Are half of all natural numbers even?

[textbooks]

It might be a silly question but I was just wondering if this was unprovable or false...

Thanks guys

 

[Office_Shredder]

It's a poorly worded question. How many natural numbers are there, and how do you divide that by half?

As a start up to this kind of stuff, consider the function

f(n) = 2n

You now have a bijection, or a 1-1 and onto function, from the set of natural numbers to the set of even numbers. So for every even number you give me, I can give you a natural number, and for every natural number, I can give you an even number. Hence there must be the same number of even numbers as there are natural numbers.
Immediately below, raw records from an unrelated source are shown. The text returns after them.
Issue #2224, opened 2019-05-30
Add CuPy compress


jakirkham:
Would be useful to have an [`compress`]( https://docs.scipy.org/doc/numpy/reference/generated/numpy.compress.html#numpy.compress ) implementation for CuPy arrays.

andy6975:
Is this issue still open? I would like to work on this. Thanks!

jakirkham:
I think you can just give it a go. Not aware of anyone else working on it. Please let us know if you need anything. 🙂

andy6975:
Thank you for the response. If you don't mind, can I ask you for a headstart? I am new to cupy.

grlee77:
Implementation can sometimes be tricky because you often need some familiarity with NumPy/C to determine what is going on there and then some familiarity with CUDA/C++ to be able to implement an equivalent function for CuPy.  

In the case of `compress`, you could check whether maybe it can be implemented by adapting an existing function like `_take` as defined in [cupy/core/_routines_indexing.pyx](https://github.com/cupy/cupy/blob/master/cupy/core/_routines_indexing.pyx#L592). (NumPy's compress ultimately calls [PyArray_Compress](https://github.com/numpy/numpy/blob/cacdf265755ffae9d5c07d35fafa3d1366e342b8/numpy/core/src/multiarray/item_selection.c#L1936))

An easier, pure Python route is available in cases where a function can be defined in terms of other functions already implemented in CuPy. In the case of `compress`, it seems like the following the following might work:

```Python
def compress((condition, a, axis=None, out=None):
    # TODO: replace with more efficient kernel-based implementation
    return cupy.take(a, cupy.where(condition)[0], axis, out)
```

This is not computationally optimal as we have to call both `cupy.where` and `cupy.take` instead of just a single underlying CUDA kernel, but it is better than nothing. I think a PR of that sort could potentially be accepted if good tests are added to make sure the functionality matches what is provided in NumPy.

Tests would need to be added to the existing file `tests/cupy_tests/core_tests/test_ndarray_indexing.py`.

grlee77:
Hey @rgommers: my prior comment here reminded me of a discussion you started (maybe on numpy-dev?) about what defining certain core functions that are most important within the NumPy API.

It seems like `compress` (and `extract`) is an example of a non-core function that can be implemented purely in terms of other existing NumPy functions (despite having a dedicated C implementation in NumPy itself). I just thought I would ping you in case you are working on tabulating these somewhere.

[...]

PR #3103, opened 2020-02-20
Add `compress`

Harshan01:
I tried to mimic numpy as much as possible. I observed that `PyArray_Compress` in numpy internally calls `nonzero` and `take`. So, I tried to do it in the same way instead of making a separate kernel. I would be happy to receive suggestions on how to implement the kernel for `compress`, if it is required to do so.

### DIFF
--- a/cupy/__init__.py
+++ b/cupy/__init__.py
@@ -436,6 +436,7 @@ from cupy.indexing.generate import unravel_index  # NOQA
 
 from cupy.indexing.indexing import choose  # NOQA
 from cupy.indexing.indexing import diagonal  # NOQA
+from cupy.indexing.indexing import compress  # NOQA
 from cupy.indexing.indexing import take  # NOQA
 from cupy.indexing.indexing import take_along_axis  # NOQA
 
--- a/cupy/__init__.py
+++ b/cupy/__init__.py
@@ -435,8 +435,8 @@ from cupy.indexing.generate import r_  # NOQA
 from cupy.indexing.generate import unravel_index  # NOQA
 
 from cupy.indexing.indexing import choose  # NOQA
-from cupy.indexing.indexing import diagonal  # NOQA
 from cupy.indexing.indexing import compress  # NOQA
+from cupy.indexing.indexing import diagonal  # NOQA
 from cupy.indexing.indexing import take  # NOQA
 from cupy.indexing.indexing import take_along_axis  # NOQA
 
--- a/cupy/core/_routines_indexing.pyx
+++ b/cupy/core/_routines_indexing.pyx
@@ -152,6 +152,30 @@ cdef ndarray _ndarray_choose(ndarray self, choices, out, mode):
     return out
 
 
+cdef ndarray _ndarray_compress(ndarray self, condition, axis, out):
+    a = self
+
+    if numpy.isscalar(condition):
+        raise ValueError('condition must be a 1-d array')
+    
+    if not isinstance(condition, ndarray):
+        condition = core.array(condition, dtype=int)
+        if condition.ndim != 1:
+            raise ValueError('condition must be a 1-d array')
+    
+    res = _ndarray_nonzero(condition)
+    
+    if out is None:
+        out = ndarray(out_shape, dtype=a.dtype)
+    else:
+        if out.dtype != a.dtype:
+            raise TypeError('Output dtype mismatch')
+        if out.shape != out_shape:
+            raise ValueError('Output shape mismatch')
+    
+    return _ndarray_take(a, res[0], axis, out)
+
+
 cdef ndarray _ndarray_diagonal(ndarray self, offset, axis1, axis2):
     return _diagonal(self, offset, axis1, axis2)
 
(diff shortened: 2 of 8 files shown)


Harshan01:
This PR is for the feature request Issue #2224

cupy/__init__.py
```diff
@@ -436,6 +436,7 @@ def result_type(*arrays_and_dtypes):
 
 from cupy.indexing.indexing import choose  # NOQA
 from cupy.indexing.indexing import diagonal  # NOQA
+from cupy.indexing.indexing import compress  # NOQA
```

This is more related to set theory than number theory (counting the size of different sets)

 

[g_edgar]

There are some concepts of "density" of a set of natural numbers. The set of even numbers has density 1/2.
http://planetmath.org/encyclopedia/AsymptoticDensity.html"
http://mathworld.wolfram.com/SchnirelmannDensity.html"

 

[HallsofIvy]

It's not silly but it depends on exactly what you mean by "half" of an infinite set. As g. edgar points out, there are several ways of defining that.

 

[CRGreathouse]

There are some concepts of "density" of a set of natural numbers. The set of even numbers has density 1/2.
http://planetmath.org/encyclopedia/AsymptoticDensity.html"
http://mathworld.wolfram.com/SchnirelmannDensity.html"
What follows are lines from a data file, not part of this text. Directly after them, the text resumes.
PR #4261, opened 2020-11-11
Use GitHub Actions

asi1024:
Behaves as the same as https://github.com/cupy/cupy/blob/master/.travis.yml.
https://github.com/asi1024/cupy/runs/1384140459?check_suite_focus=true


kmaehashi:
LGTM!

PR #4267, opened 2020-11-11
Reduce the file size of cuFFT callback modules

leofang:
Follow-up of #4141. Many thanks to @maxpkatz for suggesting [`nvprune`](https://docs.nvidia.com/cuda/cuda-binary-utilities/index.html#nvprune) 🙏

With this PR, the file size of each Python share library generated at runtime is greatly reduced from 159M to 55M on my system (CUDA 10.2 + sm75). This is made possible by using `nvprune` to slim the size of `libcufft_static.a` for the target arch. The slimmed static library is cached in the same directory as the Python modules for easy reuse.

`nvprune` is made as a soft requirement: According to @maxpkatz, `nvprune` will always be present iff `nvcc` is (which is a hard requirement for the callback support), so in most scenarios this would just work. In the extremest cases where `nvprune` is not found, we fall back to the old behavior (linking against the full `libcufft_static.a`).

The asymptotic density of the even numbers is indeed 1/2. But the Schnirelmann density is 0.

 

[g_edgar]

The asymptotic density of the even numbers is indeed 1/2. But the Schnirelmann density is 0.

...and the Schnirelmann density of the odd numbers is 1/2

 

[CRGreathouse]

...and the Schnirelmann density of the odd numbers is 1/2

Right.

 

[HallsofIvy]

So the Schnirelmann density of the even numbers is 0 and the Schnirelmann density of the odd numbers is 1/2? Peculiar!

 

[CRGreathouse]

So the Schnirelmann density of the even numbers is 0 and the Schnirelmann density of the odd numbers is 1/2? Peculiar!

The Schnirelmann density relates to sumsets, and sets missing enough small numbers won't be able to sumset to given values even if iterated many times. In particular if the set lacks 1, it won't be able to sum to 1. Since the even don't have one, their density is 0.

 

[camilus]

It's a poorly worded question. How many natural numbers are there, and how do you divide that by half?

As a start up to this kind of stuff, consider the function

f(n) = 2n

You now have a bijection, or a 1-1 and onto function, from the set of natural numbers to the set of even numbers. So for every even number you give me, I can give you a natural number, and for every natural number, I can give you an even number. Hence there must be the same number of even numbers as there are natural numbers.

This is more related to set theory than number theory (counting the size of different sets)

thats basically the answer right there.

Questions like these are very tricky because you're operating with infinity. How Shredder said, the size of the set of even numbers is the same as the size of the set of natural numbers.

A famous paradox by David Hilbert shows why doing arithmetic with infinity is so tricky, and the last part about the odd rooms of his Grand Hotel shares some similarities with the quetsion on this thread.

Consider a hypothetical hotel with infinitely many rooms, all of which are occupied – that is to say every room contains a guest. Suppose a new guest arrives and wishes to be accommodated in the hotel. If the hotel had only finitely many rooms, then it can be clearly seen that the request could not be fulfilled, but because the hotel has infinitely many rooms then if you move the guest occupying room 1 to room 2, the guest occupying room 2 to room 3 and so on, you can fit the newcomer into room 1. By extension it is possible to make room for a countably infinite number of new clients: just move the person occupying room 1 to room 2, the guest occupying room 2 to room 4, and in general room N to room 2*N, and all the odd-numbered rooms will be free for the new guests.